Als der Anwalt, der den Vertrag abschließt – Duncan Wedderburn – auftaucht, beginnt für Bella eine neue Phase ihres Lebens, die den Film plötzlich mit Farben erfüllt. Dies wird dadurch bestimmt, dass sie anfängt die Pubertät zu erleben, was aber ironischerweise durch übermäßiges „Fortpflanzungsbegehren“ revolutioniert wird. Außerdem zeigt sie sich ganz pubertär, indem sie Fernweh verspürt und trotz aller Redflags sich selbst und die Welt entdeckt und sich auf eine Reise begibt, unterstützt vom Frauenheld Duncan Wedderburn.
Genau wie Bellas Kleidung demonstriert auch die Umgebung ihre innere Metamorphose. Jedes Reiseziel wird originell und ungewöhnlich präsentiert. Man bemerkt viele surrealistische und Steampunk-Elemente, die die Landschaften erfüllen. Trotz Bellas einfacher Sprechweise teilt sie sehr tiefgründige Gedanken zu vielen Themen über soziale zwischenmenschliche Beziehungen. Diese Entwicklung wirft Fragen auf über Liebe und Ethik sowie Männlichkeit auf, was man anhand von Duncans anständigem Kampf, wie in Tanzszenen, sowie wörtlich gegen alle und gegen Bella selbst, wegen ihrer Liebe und Anerkennung, gut ablesen kann. Dies ist wieder ein ironisches Kontrastspiel das zeigt wie „eine starke Figur“ versucht ihr empfindliches Inneres durch Dominanzschichten zu verbergen. Neben der sehr förmlichen Hauptlinie des Plots zeigt „Poor Things“ auch die Bedeutung von Frauen in der Gesellschaft, was ähnlich in der neuen Barbie-Erscheinung erwähnt wurde, auf.

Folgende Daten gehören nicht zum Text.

PR #793, opened 2023-12-07
🫒 Auto optimization

trajepl:
## Describe your changes
Reopen the auto optimization PR with pass flows templates. 
image

Previous PR: https://github.com/microsoft/Olive/pull/610


trajepl:
@devang-ml For your comments:
> we may not need regulate feature.

With the pass flows templates, we define the possible pass combinations for given accelerators/EP/precisions. It is OK to not regulate the pass_flows. 
But the pass config is empty. For example for gpu_cuda_fp32 and gpu_cuda_fp16, there are both `OrtTransformersOptimization`, but we need assign different config to enable fp16 or not.

olive/auto_optimizer/config_template/available_pass_flows.yaml
```diff
@@ -0,0 +1,79 @@
+# -------------------------------------------------------------------------
+# Copyright (c) Microsoft Corporation. All rights reserved.
+# Licensed under the MIT License.
+# --------------------------------------------------------------------------
+
+_variables:
+  - &fp32 ["OnnxConversion", "OrtTransformersOptimization", "OrtPerfTuning"]
+  - &fp16 ["OnnxConversion", "OrtTransformersOptimization", "OrtPerfTuning"]
```
devang-ml, line 8: Why not invert this mapping? List precision supported by each Pass.

devang-ml (commented):
We should not require user to provide precision for auto optimizer and create pass flows for all the precisions supported by the target accelerator. 

Let's aim to make auto optimizer just a Boolean flag.

olive/auto_optimizer/config_template/available_pass_flows.yaml
trajepl: Oh, the `&fp32`, `&inc_int8` and etc are just the reference to the pass_flows template which also are mapped with accelerate/ep(recall the pass flows table we talked before.)

Then this yaml file is used to describe the table I shared. It is the template which olive will retrieve according to accelerator/ep/precisions.
Revertting this mapping will flatten the pass_flows into pass level. Somehow we have to composite the pass into pass flows if revertting happens.

pyproject.toml
```diff
@@ -132,6 +132,7 @@ ignore = [
   "D406", # Ignore new line after section name
   "D407", # Ignore dashed-underline-after-section
   "N803", # Argument casing
+  "N805", # Checks for instance methods that use a name other than self for their first argument.
```
guotuofeng, line 135: this is for cls method?

test/unit_test/auto_optimizer/test_auto_optimizer.py
```diff
@@ -0,0 +1,111 @@
...
+        perf_opt_name = "OrtPerfTuning_trt_fp16" if expected_trt_fp16 else "OrtPerfTuning"
+        assert pass_config[trans_opt_name]["config"]["float16"] == expected_cuda_fp16
+        assert pass_config[perf_opt_name]["config"]["enable_cuda_graph"] == expected_cuda_fp16
+        assert pass_config[perf_opt_name]["config"]["trt_fp16_enable"] == expected_trt_fp16
+
+    @pytest.mark.parametrize(
+        "metrics, accelerator_spec, auto_optimizer_config, expected_pass_flows",
+        [
+            (
+                [get_accuracy_metric(AccuracySubType.ACCURACY_SCORE, goal_type="max-degradation")],
```
guotuofeng, line 71: could we postpone the get metrics in the test method? here is seems like a variable belongs to the module level instead of inside the test function.

olive/engine/engine.py
```diff
@@ -187,6 +197,44 @@ def setup_accelerators(self, execution_providers):
                 "Please consider installing an onnxruntime build that contains the relevant execution providers. "
             )
 
+    def prepare_passes_from_auto_optimizer(
```
guotuofeng, line 200: what's the output of the method?

olive/engine/config.py
```diff
@@ -32,3 +33,4 @@ class EngineConfig(ConfigBase):
     clean_cache: bool = False
     clean_evaluation_cache: bool = False
     plot_pareto_frontier: bool = False
+    auto_optimizer_config: Optional[AutoOptimizerConfig] = None
```
guotuofeng, line 36: should we move the config out of engine? I suppose it should be above the engine level?

olive/engine/engine.py
```diff
@@ -187,6 +197,44 @@ def setup_accelerators(self, execution_providers):
...
+            data_configs=data_configs,
+        )
+        pass_config, pass_flows = auto_optimizer.suggest()
+
+        if pass_config:
+            for pass_name, config in pass_config.items():
+                p = Pass.registry[config["type"].lower()]
+                self.register(p, config["config"], name=pass_name)
+            self.set_pass_flows(pass_flows)
+            # save suggested pass config/pass flows to output_dir/auto_optimizer/{accelerator_spec}.json
```
guotuofeng, line 228: when these files are used? should we use return values so that caller will use them?

olive/auto_optimizer/config_template/available_pass_flows.yaml
trajepl: Updated.

pyproject.toml
trajepl: In my local tests, it always show false alert on some instance method. Run linter runner init can fix.

olive/engine/engine.py
trajepl: Updated.

olive/engine/config.py
trajepl: Updated.

olive/engine/engine.py
trajepl: Removed in the new commit.

olive/workflows/run/run.py
```diff
@@ -182,16 +152,27 @@ def run_engine(config: RunConfig, data_root: str = None):
...
+        pass_flows = config.pass_flows or []
+        if not config.passes and not config.auto_optimizer_config.disable_auto_optimizer:
+            auto_optimizer = AutoOptimizer(
+                input_model,
+                engine.evaluator_config,
+                accelerator_spec,
+                config.auto_optimizer_config,
+                config.data_configs,
+            )
+            _passes, pass_flows = auto_optimizer.suggest()
```
guotuofeng, line 171: how about the following logic:
```python
pass_map = {}
if if not config.passes and not config.auto_optimizer_config.disable_auto_optimizer:
    for accelerator_spec in accelerator_specs:
        pass_map[[accelerato_spec]] = auto_optimizer.suggest()
else:
    pass_map[accelerator_specs] = (passes, pass_flows)

for accelerator_specs, (passes, pass_flows) in pass_map.items():
    engine.run(xxx)
```

guotuofeng: In this way, we could decouple the pass generation and engine run. And it is easy to test both logic by using UT easily.

trajepl: Updated.

olive/engine/engine.py
```diff
@@ -464,12 +389,18 @@ def setup_passes(self, accelerator_spec: AcceleratorSpec):
                 pass_search_spaces.append((pass_name, p.search_space()))
             self.pass_flows_search_spaces.append(pass_search_spaces)
 
+    def cleanup_passes(self):
```
guotuofeng, line 392: reset_passes?

guotuofeng:
> 

do we need update MANIFEST.in to include these files?

---
Refers to: olive/auto_optimizer/config_template/opt_level_passes.yaml:15 in 3430b4e. [](commit_id = 3430b4e9dbb0d025eb2fb1e95f3ce232ed993418, deletion_comment = False)

olive/auto_optimizer/__init__.py
```diff
@@ -0,0 +1,138 @@
...
+    ):
+        # TODO(trajep): how to get model_attributes if the model is in AML workspace? Maybe we can ignore this for now?
+        self.input_model_config = input_model_config
+        self.evaluator_config = evaluator_config
+        self.accelerator_spec = accelerator_spec
+        self.auto_optimizer_config = auto_optimizer_config or AutoOptimizerConfig()
+        self.data_configs = data_configs or {}
+        self.initialize()
+
+    def initialize(self):
```
guotuofeng, line 74: private method?

olive/auto_optimizer/__init__.py
```diff
@@ -0,0 +1,138 @@
...
+        model_config = deepcopy(self.input_model_config)
+        resource_paths = model_config.get_resource_paths()
+        for resource_name, resource_path in resource_paths.items():
+            if not resource_path or resource_path.is_local_resource_or_string_name():
+                continue
+            downloaded_resource_path = cache_utils.download_resource(resource_path, self._config.cache_dir)
+            if downloaded_resource_path:
+                # set local resource path
+                model_config.config[resource_name] = downloaded_resource_path
+        model = model_config.create_model()
```
guotuofeng, line 86: >model [](http://example.com/codeflow?start=8&length=5)

where is it used?

olive/auto_optimizer/regulate_mixins.py
```diff
@@ -0,0 +1,124 @@
...
+                                new_pf[j]: {
+                                    "type": trans_opt,
+                                    "config": {
+                                        "float16": cuda_fp16,
+                                        "use_gpu": True,
+                                    },
+                                }
+                            }
+                        )
+                    if perf_tuning == p:
```
guotuofeng, line 76: >if [](http://example.com/codeflow?start=20&length=2)

elif?

olive/auto_optimizer/__init__.py
guotuofeng, line 86: I suppose engine will cache the model?

olive/auto_optimizer/__init__.py
```diff
@@ -0,0 +1,138 @@
...
+        # if user can tolerate accuracy drop, we can enable more optimization
+        default_precisions = [Precision.FP32]
+        if self.is_accuracy_drop_tolerance:
+            # ignore int4 for now as it is not supported very well in onnxruntime
+            # enable it only when user explicitly set it
+            # default_precisions = [Precision.FP32, Precision.FP16, Precision.INT8, Precision.INT4]
+            default_precisions = [Precision.FP32, Precision.FP16, Precision.INT8]
+        self.auto_optimizer_config.precisions = self.auto_optimizer_config.precisions or default_precisions
+
+    def suggest(self):
```
guotuofeng, line 100: >suggest [](http://example.com/codeflow?start=8&length=7)

I suppose only this method need to be public and all other methods are private?

olive/auto_optimizer/regulate_mixins.py
```diff
@@ -0,0 +1,124 @@
...
+                if tuple(pf) not in unique_pass_flows:
+                    pass_flows.append(pf)
+                unique_pass_flows.add(tuple(pf))
+                for p in pf:
+                    if p not in pass_config:
+                        pass_config.update({p: {"type": p, "config": {}}})
+
+        return pass_config, pass_flows
+
+    def regulate_fp16(self, pass_config, pass_flows):
```
guotuofeng, line 35: >regulate_fp16 [](http://example.com/codeflow?start=8&length=13)

Basically, it a method is only invoked in the class itself, we can safely make it private. ditto for allow_precision

pyproject.toml
guotuofeng: Just curious which method except classmethod.

olive/auto_optimizer/__init__.py
trajepl: Removed and only keep input_model_config to regulate some passes roughly. Like for onnx model, we can skip conversion pass.

olive/auto_optimizer/regulate_mixins.py
trajepl: Set as private in latest commit.

olive/auto_optimizer/__init__.py
trajepl: Removed.

docs/source/tutorials/configure_auto_optimizer.rst
```diff
@@ -0,0 +1,263 @@
+.. _how_to_configure_auto_optimizer:
+
+[BETA] How To Configure Auto Optimizer
+=======================================
+
+Auto Optimizer is a tool that can be used to automatically search Olive passes combination based on:
+
+1. input model
+2. target device
+3. target precision: FP32, FP16, INT8, INT4 and etc.
```
guotuofeng, line 10: >FP32 [](http://example.com/codeflow?start=21&length=4)

I see the line 39 is lower case. should we make it lowe case here?

trajepl: Updated.

olive/auto_optimizer/__init__.py
```diff
@@ -0,0 +1,126 @@
...
+    FP16 = "fp16"
+    INT8 = "int8"
+    INT4 = "int4"
+
+
+class AutoOptimizerConfig(ConfigBase):
+    # opt_level
+    # 0: look up template mapping
+    # TODO(anyone): support more opt_level
+    opt_level: int = 0
```
xiaoyu-work, line 33: For other optimization tools, `opt_level` usually means different precision. Do we want to follow the same concept here? Or will define a new `opt_level` for Olive.

olive/auto_optimizer/__init__.py
```diff
@@ -0,0 +1,126 @@
...
+
+    # used to disable auto optimizer when user only want to evaluate input model
```
xiaoyu-work, line 35: If user only wants to evaluate input model, will they add `auto_optimizer_config` in configuration?

docs/source/tutorials/configure_auto_optimizer.rst
```diff
@@ -0,0 +1,262 @@
+.. _how_to_configure_auto_optimizer:
```
xiaoyu-work, line 1: Seems this auto optimizer only supports onnxruntime optimization with onnx model. Can we add this note to the documentation? For example, this auto optimizer doesn't support openvino model and snpe model optimization.

olive/auto_optimizer/regulate_mixins.py
```diff
@@ -0,0 +1,131 @@
...
+                unique_pass_flows.add(tuple(pf))
+                for p in pf:
+                    if p not in pass_config:
+                        pass_config.update({p: {"type": p, "config": {}}})
+
+        return pass_config, pass_flows
+
+    def _regulate_fp16(self, pass_config, pass_flows):
+        pass_config = pass_config or {}
+        is_gpu = self.accelerator_spec.accelerator_type == Device.GPU and self.accelerator_spec.execution_provider in [
```
xiaoyu-work, line 44: How are we going to support other gpu ep https://github.com/microsoft/Olive/blob/main/olive/hardware/accelerator.py#L56?

olive/auto_optimizer/__init__.py
trajepl: Yes, they need to disable auto optimizer with `disable_auto_optimizer` as True.

olive/auto_optimizer/regulate_mixins.py
trajepl: 1. For openvino and cpu ep in gpu device, we will ignore to regulate fp16.
2. For rocm, I am not sure how it works for fp16 which is converted from transformer optimization passes. If needed, we can just add it into the check lists.

olive/auto_optimizer/__init__.py
xiaoyu-work: I expect if they do not add `auto_optimizer_config` to config file, auto optimizer will be automatically disabled?

olive/auto_optimizer/regulate_mixins.py
xiaoyu-work: We add rocm use case when needed.

olive/auto_optimizer/__init__.py
devang-ml: We don't need to imply that opt_level impacts precision.

olive/auto_optimizer/config_template/precision_aware_pass_flows.yaml
```diff
@@ -0,0 +1,16 @@
...
+# --------------------------------------------------------------------------
+
+
+# Passes which can conduct precision aware optimization
+# e.g. OrtTransformersOptimization can be applied to fp32, fp16
+# but OnnxQuantization only works for int8
+OrtTransformersOptimization:
+  - fp32
+  - fp16
+
```
devang-ml, line 13: Why do we need a separate .yaml here? Just like OnnxMatMul4Quantizer lists 2 EPs in pass_capability.yaml the passes can list multiple precisions.

olive/auto_optimizer/template_mapping.py
```diff
@@ -0,0 +1,78 @@
...
+    # 2. OnnxQuantization and OrtTransformersOptimization_fp16 can not appear in
+    # the same pass flow as we should avoid to quantize a fp16 model
+    # etc.
+
+    pass_flows = []
+    for p in passes_candidates:
+        pass_flows.append([*LEADING_PASSES, p, *TRAILING_PASSES])
+    if not pass_flows or precision == "fp16":
+        pass_flows.append([*LEADING_PASSES, *TRAILING_PASSES])
+    return pass_flows
```
devang-ml, line 78: Instead of keeping LEADING_PASSES and TRAILING_PASSES list, could we just use the sequence from opt_level_passes directly? We need to avoid multiple places listing a pass to aid creation of the pass flow.

olive/auto_optimizer/__init__.py
xiaoyu-work: @devang-ml what does `opt_level` in Olive mean? Does it mean different pass flow?

devang-ml: yes

olive/evaluator/metric_config.py
```diff
@@ -100,6 +102,21 @@ def check_type(cls, v):
     def check_value(cls, v, values):
         if "type" not in values:
             raise ValueError("Invalid type")
-        if values["type"] in ["min-improvement", "max-degradation"] and v < 0:
-            raise ValueError(f"Value must be positive for type {values['type']}")
+        if (
+            values["type"]
+            in ["min-improvement", "max-degradation", "percent-min-improvement", "percent-max-degradation"]
```
justinchuby, line 107:
```suggestion
            in {"min-improvement", "max-degradation", "percent-min-improvement", "percent-max-degradation"}
```

nit: just flying by: use a set for membership checks

olive/hardware/accelerator.py
```diff
@@ -129,3 +133,78 @@ def infer_accelerators_from_execution_provider(execution_provider: List[str]):
...
+    accelerators: List[str] = target.accelerators
+    if accelerators is None:
+        inferred_accelerators = AcceleratorLookup.infer_accelerators_from_execution_provider(execution_providers)
+        if not inferred_accelerators:
+            logger.warning("Cannot infer the accelerators from the target system. Use CPU as default.")
+            accelerators = ["CPU"]
+        else:
+            logger.debug(
+                f"Use inferred accelerators {inferred_accelerators} "
+                f"from given execution providers {execution_providers}."
```
justinchuby, line 164: nit: use the `%` formatting for logs: https://docs.astral.sh/ruff/rules/logging-f-string/

olive/evaluator/metric_config.py
justinchuby: https://pylint.readthedocs.io/en/latest/user_guide/messages/refactor/use-set-for-membership.html

olive/auto_optimizer/config_template/precision_aware_pass_flows.yaml
trajepl: That is useless config from before's implementation, will remove it.

olive/hardware/accelerator.py
trajepl: Thanks! Seems olive doesn't catch this kinda linter warnings. 
I updated with your suggestion. Will send separated PR to enable these linter.

olive/evaluator/metric_config.py

olive/auto_optimizer/template_mapping.py
trajepl: image
It is hard to use flatten list before to express the hierarchical relationship rules. I updated with above structure and:
**search available pass flows with validation with pass capacity.**  That means:
1. we can skip some of the passes if there is no available passes.
2. for those level has only one passes like`[OnnxConversion]`, it is required that can not be skipped.
3. the search is done by bfs.

docs/source/tutorials/configure_auto_optimizer.rst
```diff
@@ -0,0 +1,263 @@
...
+Config Fields:
+
+    1. opt_level[int]: default 0, to look up built-in passes template.
+
+    2. disable_auto_optimizer[bool]: default False.
+        - If set to True, Auto Optimizer will be disabled and user need to provide passes combination manually.
+
+    3. precision[str]: default "fp32".
+        - The precision of output model. It can be "placeholder", "fp32", "fp16" and "int8" for now. "placeholder" means the precision of output model is not specified and will be determined by above optimization factors.
+
```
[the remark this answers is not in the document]
trajepl: Updated.

olive/auto_optimizer/__init__.py
trajepl: I suppose that should not be the common use case. Let us think this, for most of the users who leverage olive to optimize model, it would be simpler user just provide model, then the auto optimizer will begin to search.

olive/auto_optimizer/__init__.py
trajepl: Updated the comments. Or do you strongly suggest to update the variable name (opt_level -> ? )?

olive/auto_optimizer/__init__.py
trajepl: Updated with logics of: 
> If pass list is provided by the user then run user provided pass list by default. Ignore user provided pass list only if auto opt config is also provided and auto opt is not disabled explicitly.

> if pass list is not provided and run auto opt unless auto opt is explicitly disabled in the auto opt config.

> If user only wants to evaluate input model then he should not provide pass list and ( disable auto opt or not provide auto opt config)

docs/source/tutorials/configure_auto_optimizer.rst
```diff
@@ -0,0 +1,263 @@
...
+
+With the help of Auto Optimizer, for most popular models like bert, deberta and etc., user:
+
+1. DOES NOT need to provide the passes combination manually.
+2. DOES NOT need to write redundant passes configs.
+
+At the same time, user still has the flexibility to specify the accelerator, execution providers and expected precision of output models.
+
+Currently, **auto optimizer supports onnx optimization stack only**. For openvino and snpe, user still need to provide passes combination manually by now.
```
xiaoyu-work, line 27: Nit: we may need to clarify that openvino is specifically for OpenVINO IR model. ONNXRuntime still have OpenVINO EP (but we don't add this EP to auto optimizer?)

xiaoyu-work:
Do we have any plan to support multi EP with auto optimizer?

xiaoyu-work (dismissed):

olive/auto_optimizer/template_mapping.py
```diff
@@ -0,0 +1,85 @@
...
+
+    available_passes_tree = get_available_passes_by_opt_level(opt_level)
+    passes_cap = get_pass_capability()
+    pass_flows = []
+
+    # given available_passes_tree is [a] -> [b, c] -> [d, e, f], generate all possible pass flows
+    # [a, b, d], [a, b, e], [a, b, f], [a, c, d], [a, c, e], [a, c, f]
+    # as we need to step over some intermediate passes, we cannot use len(pass_flow_candidate) to
+    # indicate the current pass level, instead, we use the length of available_passes_tree to indicate
+
```
xiaoyu-work, line 43: Nit: extra blank line

olive/auto_optimizer/template_mapping.py
```diff
@@ -0,0 +1,85 @@
...
+    # item in pass tack is (pass, depth, pass_flow_candidate)
```
xiaoyu-work, line 44: Typo: pass stack?

docs/source/tutorials/configure_auto_optimizer.rst
devang-ml: We should add OpenVINO EP but it can be done as a follow up PR.

docs/source/tutorials/configure_auto_optimizer.rst
```diff
@@ -0,0 +1,263 @@
+.. _how_to_configure_auto_optimizer:
+
+[BETA] How To Configure Auto Optimizer
+=======================================
+
```
devang-ml, line 5: No need to have "[BETA]" prefix.

docs/source/tutorials/configure_auto_optimizer.rst
```diff
@@ -0,0 +1,263 @@
...
+4. target evaluation metric: accuracy, latency and etc.
+
+All above information(is called "optimization factors" in this doc) is provided by user through a configuration file now, then run by:
+
+.. code-block::
+
+    python -m olive.workflows.run --config <config_file>.json
+
+
+With the help of Auto Optimizer, for most popular models like bert, deberta and etc., user:
```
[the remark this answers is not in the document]
devang-ml: We can just drop the clarification ".... for most popular models ..."

olive/auto_optimizer/config_template/pass_capability.yaml
```diff
@@ -0,0 +1,55 @@
+# -------------------------------------------------------------------------
+# Copyright (c) Microsoft Corporation. All rights reserved.
+# Licensed under the MIT License.
+# --------------------------------------------------------------------------
+
```
devang-ml, line 5: Please add a comment describing how this yaml is used and what needs to be done to list a new pass here.

devang-ml (commented):
After the nitpicks and comments in the code are updated, this looks good to me. Thanks!

docs/source/tutorials/configure_auto_optimizer.rst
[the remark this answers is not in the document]
trajepl: Removed the confused description. Also we target auto opt is used for unknow models and the models which Olive has no customized configs. 
For the `single component model` you mentioned, I think auto opt should work fine for multi-component models after the changes from Hitesh. That change may integrate optimum stack into existing onnx conversion pass and merge multi-components into one. We can wait that then enable it in auto opt.
Thanks!

olive/auto_optimizer/template_mapping.py
trajepl: Removed.

docs/source/tutorials/configure_auto_optimizer.rst
trajepl: Removed.

olive/auto_optimizer/config_template/pass_capability.yaml
trajepl: Added.

trajepl:
> Do we have any plan to support multi EP with auto optimizer?

Thanks! We really have that in planning. From my understanding, the multi-eps should work if we enhance the pass capability properly unless there are potential bugs for mult-eps.  But I still have a few questions for how to distribute multi-eps in different target device and collect the results back.
Let us do that in next step.

docs/source/tutorials/configure_auto_optimizer.rst
trajepl: Updated to tell the diff between openvino ep and raw openvino IR.

xiaoyu-work (approved):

Was kann ich abschließend sagen?
Der Film lohnt sich nicht nur, weil er spannend und unterhaltsam ist, wenn man die Entwicklung der Hauptfigur betrachtet, ähnlich wie in „Flowers for Algernon“ von Daniel Keyes oder „Heart of a Dog“ von Mikhail Bulgakov, sondern auch, weil er wichtige Gedanken zum Nachdenken anregt. Auf jeden Fall ist der Film für mich zu einem meiner Lieblingsfilme geworden.